Welcome to the Nexus of Ethics, Psychology, Morality, Philosophy and Health Care

Welcome to the nexus of ethics, psychology, morality, technology, health care, and philosophy

Sunday, July 13, 2025

ChatGPT is pushing people towards mania, psychosis and death – and OpenAI doesn’t know how to stop it

Anthony Cuthbertson
The Independent
Originally posted 6 July 25

Here is an excerpt:

“There have already been deaths from the use of commercially available bots,” they noted. “We argue that the stakes of LLMs-as-therapists outweigh their justification and call for precautionary restrictions.”

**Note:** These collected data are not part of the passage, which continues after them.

PR #1246, opened 2024-07-31
feat: implement KeyManager API

### LINKED ISSUE #1110: Implement KeyManager API to be able to integrate to EthDocker
https://ethereum.github.io/keymanager-APIs/#/

### LINKED ISSUE #1256: Implement Local Key Manager set of endpoints
https://ethereum.github.io/keymanager-APIs/#/Local%20Key%20Manager

avilagaston9:
**Motivation**

To be able to integrate with EthDocker.

**Description**

Implements the Local Key Manager set of endpoints: https://ethereum.github.io/keymanager-APIs/#/Local%20Key%20Manager.
- Creates a new Phoenix endpoint with `5000` as the default port.
- Adds Open Api Spex at `GET api/openapi`.
- Creates a `Keystore` struct to hold the keystore data.
- Adds the keystore data to the `Validator` struct.

Now we can list, add and delete Validators from `Libp2pPort`.

**Tracked Issues**

To stay in sync with the team, I've limited this PR to the changes above, which add the basic structure of the Keystore. I've created the following issues for tasks that are outside the scope of this PR.
- #1260
- #1261 
- #1262 
- #1263 
- #1265 
- #1267 
- #1268 
- #1269 

**Observations**
- The [ethereum-package](https://github.com/lambdaclass/ethereum-package) was modified to enable the `validator-port`. If you have already cloned it, a pull may be needed.
- To enable the `validator-port` with Kurtosis, the `keymanager-enabled` parameter must be set in the `network_params.yaml` as specified in their [docs](https://github.com/lambdaclass/ethereum-package).

Closes #1256


lib/libp2p_port.ex
```diff
@@ -530,6 +539,49 @@ defmodule LambdaEthereumConsensus.Libp2pPort do
     {:noreply, state}
   end
 
+  @impl GenServer
+  def handle_call(:get_keystores, _from, %{validators: []} = state),
+    do: {:reply, [], state}
```
Arkenan, line 544: Why is this clause necessary? If the validators list is empty, the enum.map will work, and return an empty list too.

lib/libp2p_port.ex
```diff
@@ -530,6 +539,49 @@ defmodule LambdaEthereumConsensus.Libp2pPort do
...
+
+  @impl GenServer
+  def handle_call(:get_keystores, _from, %{validators: validators} = state),
+    do: {:reply, Enum.map(validators, fn {_pk, validator} -> validator.keystore end), state}
+
+  @impl GenServer
+  def handle_call({:delete_validator, pk}, _from, %{validators: validators} = state) do
+    case Map.fetch(validators, pk) do
```
Arkenan, line 552: Let's use pubkey instead of pk to distinguish these from private keys.

lib/libp2p_port.ex
```diff
@@ -530,6 +539,49 @@ defmodule LambdaEthereumConsensus.Libp2pPort do
...
+      :error ->
+        {:error, "Pubkey #{inspect(pk)} not found."}
+    end
+  end
+
+  @impl GenServer
+  def handle_call({:add_validator, keystore}, _from, %{validators: validators} = state) do
+    # TODO (#1263): handle 0 validators
+    first_validator = validators |> Map.values() |> List.first()
+    validator = Validator.new({first_validator.slot, first_validator.root, keystore})
```
Arkenan, line 567: Nothing to be done in this PR, but I think this shows how weird it is to have these values tied to individual validators. We'll get those values from the store when the other PR is merged.

Arkenan (approved):
LGTM with some comments

lib/libp2p_port.ex
avilagaston9: You are right! It is not necessary.

lib/libp2p_port.ex
rodrigo-o: +1

lib/beacon_api/utils.ex
```diff
@@ -31,6 +31,12 @@ defmodule BeaconApi.Utils do
     "0x" <> Base.encode16(binary, case: :lower)
   end
 
+  def hex_decode("0x" <> binary) do
+    with {:ok, decoded} <- Base.decode16(binary, case: :lower) do
```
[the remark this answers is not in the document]
avilagaston9: Actually, this is used to decode the user input. I have updated its definition to the following:
```elixir
def hex_decode("0x" <> binary), do: Base.decode16(binary, case: :lower)
def hex_decode(binary), do: {:error, "Not valid pubkey: #{inspect(binary)}"}
```
I have also updated the caller function to handle the result properly:
```elixir
        with {:ok, pubkey} <- Utils.hex_decode(pubkey),
             ..., do:
             ...
        else
          {:error, reason} ->
            Logger.error("[Keystore] Error removing key. Reason: #{reason}")
        end
```

lib/lambda_ethereum_consensus/validator/validator.ex
```diff
@@ -31,35 +32,27 @@ defmodule LambdaEthereumConsensus.Validator do
...
   # TODO: Slot and Root are redundant, we should also have the duties separated and calculated
   # just at the begining of every epoch, and then just update them as needed.
   @type state :: %__MODULE__{
           slot: Types.slot(),
           epoch: Types.epoch(),
           root: Types.root(),
           duties: Duties.duties(),
-          validator: validator(),
+          index: non_neg_integer() | nil,
+          keystore: Keystore.t(),
```
rodrigo-o, line 43: The Validator state is weird but this will be a lot better in the coming days. Lot of this is going to change in the refactor I'm working on, I already removed slot, epoch, root and even duties from here, it should be easier by then hopefully.

network_params.yaml
```diff
@@ -2,11 +2,12 @@ participants:
...
+    validator_count: 1
   - el_type: geth
     cl_type: lambda
     cl_image: lambda_ethereum_consensus:latest
     use_separate_vc: false
     count: 1
-    validator_count: 32
-    cl_max_mem: 4096
\ No newline at end of file
+    validator_count: 63
```
rodrigo-o, line 11: np: do we want to have 1 in every lighthouse node and 63 (62 would be sufficient) in ours as the new default config?

rodrigo-o (approved):
LGTM!

lib/lambda_ethereum_consensus/validator/validator.ex
avilagaston9: I agree. I just hope that this doesn't add too much noise to your PR!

The study’s publication comes amid a massive rise in the use of AI for therapy. Writing in The Independent last week, psychotherapist Caron Evans noted that a “quiet revolution” is underway with how people are approaching mental health, with artificial intelligence offering a cheap and easy option to avoid professional treatment.

“From what I’ve seen in clinical supervision, research and my own conversations, I believe that ChatGPT is likely now to be the most widely used mental health tool in the world,” she wrote. “Not by design, but by demand.”

The Stanford study found that the dangers involved with using AI bots for this purpose arise from their tendency to agree with users, even if what they’re saying is wrong or potentially harmful. This sycophancy is an issue that OpenAI acknowledged in a May blog post, which detailed how the latest ChatGPT had become “overly supportive but disingenuous”, leading to the chatbot “validating doubts, fueling anger, urging impulsive decisions, or reinforcing negative emotions”.

While ChatGPT was not specifically designed to be used for this purpose, dozens of apps have appeared in recent months that claim to serve as an AI therapist. Some established organisations have even turned to the technology – sometimes with disastrous consequences. In 2023, the National Eating Disorders Association in the US was forced to shut down its AI chatbot Tessa after it began offering users weight loss advice.


Here are some thoughts:

The article warns that AI chatbots like ChatGPT are increasingly being used for mental health support, often with dangerous consequences. A Stanford study found that these chatbots can validate harmful thoughts, reinforce negative emotions, and provide unsafe information—escalating crises like suicidal ideation, mania, and psychosis. Real-world cases include a Florida man with schizophrenia who became obsessed with an AI-generated persona and later died in a police confrontation. Experts warn of a phenomenon called “chatbot psychosis,” where AI interactions intensify delusions in vulnerable individuals. Despite growing awareness, OpenAI has not adequately addressed the risks, and researchers call for urgent restrictions on using AI as a therapeutic tool. While companies like Meta see AI as the future of mental health care, critics stress that more data alone won't solve the problem, and current safeguards are insufficient.